Sunday, February 9, 2020

I'm Back With Grit and Gusto!

It's been five years since I last posted a blog. This is not because I haven't been thinking of my possible readers, but because I have in an even more intensive way. I've been writing a book, which is part memoir and part interview and all about the journey of aging for women. (Yes, men have a journey, too. But I'm not an expert on that.)

I noticed long, long ago--in my thirties, really, that my older women role models, my aunts and my mom, were feeling less valued. And as many people do, I blamed the victim/s. Later, as I approached my sixties and grew into my seventies, I realized that our society is particularly cruel to older women. Often, these days, I find I am spoken to as if I am hearing impaired or slightly demented. Sometimes, younger wait staff will call me "sweetheart" or "dear." I don't see them doing that with men or younger women. I believe it's meant to be nice, but I find it pejorative.
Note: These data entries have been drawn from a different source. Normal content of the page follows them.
PR #582, opened 2024-04-15
chore: allow transaction listing with get permission

anujk14:


kushsharma (approved):
Ideally, we should have `billingview` and `billingmanage` permission that can be assigned to roles to manage access better but it's fine to do this for now.

PR #587, opened 2024-04-16
feat(sdk): add modal for plan upgrade

rsbh:


sdks/js/packages/core/react/components/organization/billing/cycle-switch/index.tsx
```diff
@@ -160,7 +160,11 @@ export function ConfirmCycleSwitch() {
                 New cycle:
               </Text>
               <Text size={2} style={{ color: 'var(--foreground-muted)' }}>
-                {nextPlanIntervalName}(effective from the next billing cycle)
+                {nextPlanIntervalName} (
+                {isUpgrade
+                  ? 'effective immediately'
+                  : 'effective from the next billing cycle'}
+                )
```
anujk14, line 167: Can we not have the same component for cycle-switch and confirm-change, and simply pass text values from the outside to it? Both the components seem to be very similar.

rsbh: I tried to combine both. But we need to refactor the logic first.
The changes were increasing the scope of current task. we can pick changes later

anujk14 (approved):

PR #599, opened 2024-04-29
feat: add api to get customer portal url

rsbh:
This PR will add support for customer portal setup in checkout api.
the api will return stripe's customer portal url as checkout url. customer can update payment methods, tax details, address in that portal.

ref: https://docs.stripe.com/customer-management, https://docs.stripe.com/customer-management/integrate-customer-portal


kushsharma:
Instead of creating a new API which is very specific to Stripe, how about we add this as a setup method in `CheckoutSetupBody`?

billing/checkout/service.go
```diff
@@ -728,6 +728,47 @@ func (s *Service) CreateSessionForPaymentMethod(ctx context.Context, ch Checkout
...
+
+	return Checkout{
+		ID:          checkoutID,
+		ProviderID:  session.ID,
+		CustomerID:  billingCustomer.ID,
+		CancelUrl:   ch.CancelUrl,
+		SuccessUrl:  ch.SuccessUrl,
+		CheckoutUrl: session.URL,
+		State:       "",
+		ExpireAt:    utils.AsTimeFromEpoch(0),
```
kushsharma, line 765: lets omit these vars if not setting them

billing/checkout/service.go
```diff
@@ -728,6 +728,47 @@ func (s *Service) CreateSessionForPaymentMethod(ctx context.Context, ch Checkout
...
+
+	sessionParams := &stripe.BillingPortalSessionParams{
+		Params: stripe.Params{
+			Context: ctx,
+		},
+		Customer: stripe.String(billingCustomer.ProviderID),
+	}
+
+	if ch.CancelUrl != "" {
+		sessionParams.ReturnURL = stripe.String(ch.CancelUrl)
```
kushsharma, line 748: does that mean setting return url is optional? Also how about success URL?

rsbh: billing session params only need return url. which is optional.
https://github.com/stripe/stripe-go/blob/v72.122.0/billingportal_session.go#L40

kushsharma (approved):

PR #602, opened 2024-04-30
feat(admin-ui): add page to generate token for service user

rsbh:


ui/src/containers/organisations.list/serviceusers/tokens/add.tsx
```diff
@@ -0,0 +1,153 @@
...
+                </Flex>
+              ) : null}
+
+              {token?.token ? (
+                <Text
+                  size={4}
+                  weight={500}
+                  style={{ color: "var(--foreground-danger)" }}
+                >
+                  For safety reasons, we can't show it again. Please copy it
```
anujk14, line 127: What is `it` here? Can we explicitly use the word `the token` here?

ui/src/containers/organisations.list/serviceusers/details.tsx
```diff
@@ -0,0 +1,120 @@
...
+      } = await client?.frontierServiceGetOrganization(organisationId ?? "");
+      setOrganisation(organization);
+    }
+
+    async function getServiceUser(userId: string) {
+      const resp = await client?.frontierServiceGetServiceUser(userId);
+      const user = resp?.data?.serviceuser;
+      setServiceUser(user);
+    }
+    if (organisationId) {
```
anujk14, line 58: Didn't quite get why we're fetching the `organizationId` here. Is it to show the org name in breadcrumbs?

ui/src/containers/organisations.list/serviceusers/tokens/add.tsx
rsbh: not just token, user has to copy id as well.

ui/src/containers/organisations.list/serviceusers/details.tsx
rsbh: yes, but this can also check if org exist or not.

anujk14: Do we need to check that though? 
In the absence of an org, the page navigation (using org ->service users->user details would not work. 
If someone directly opens this page, won't the service user fetch anyway fail because the user would be detached from org?

ui/src/containers/organisations.list/serviceusers/tokens/add.tsx
anujk14: In that case, can we mention it as "the credentials" instead of "it"?
Case in point: I thought it meant only the secret, not Id. Someone else might also misinterpret the text.

anujk14 (approved):
LGTM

I was thrilled to see the BBC series and film "Downton Abby" with its take on older women. Played by veteran actresses, Dame Maggie Smith, 85, and Dame Penelope Wilton, 73, the older women in the Crawley family are important in their communities, advisors to their children and grandchildren, and, even, the objects of love relationships. In the same way, I was excited to see Jane Fonda, 82, and Lily Tomlin, 81, in  Netflix's "Grace and Frankie," where socialite Grace and hippie Lily are catapulted into living together after their husbands (former law partners) come out as gay and in love with one another. Both of the female characters have love interests, ideas and businesses, caring families and good friendships. (Though most of us don't have California beach homes, children who live nearby and are very involved in our lives, and opportunities to bring forth new inventions, like the Menage a Moi, a vibrator for arthritic older women.)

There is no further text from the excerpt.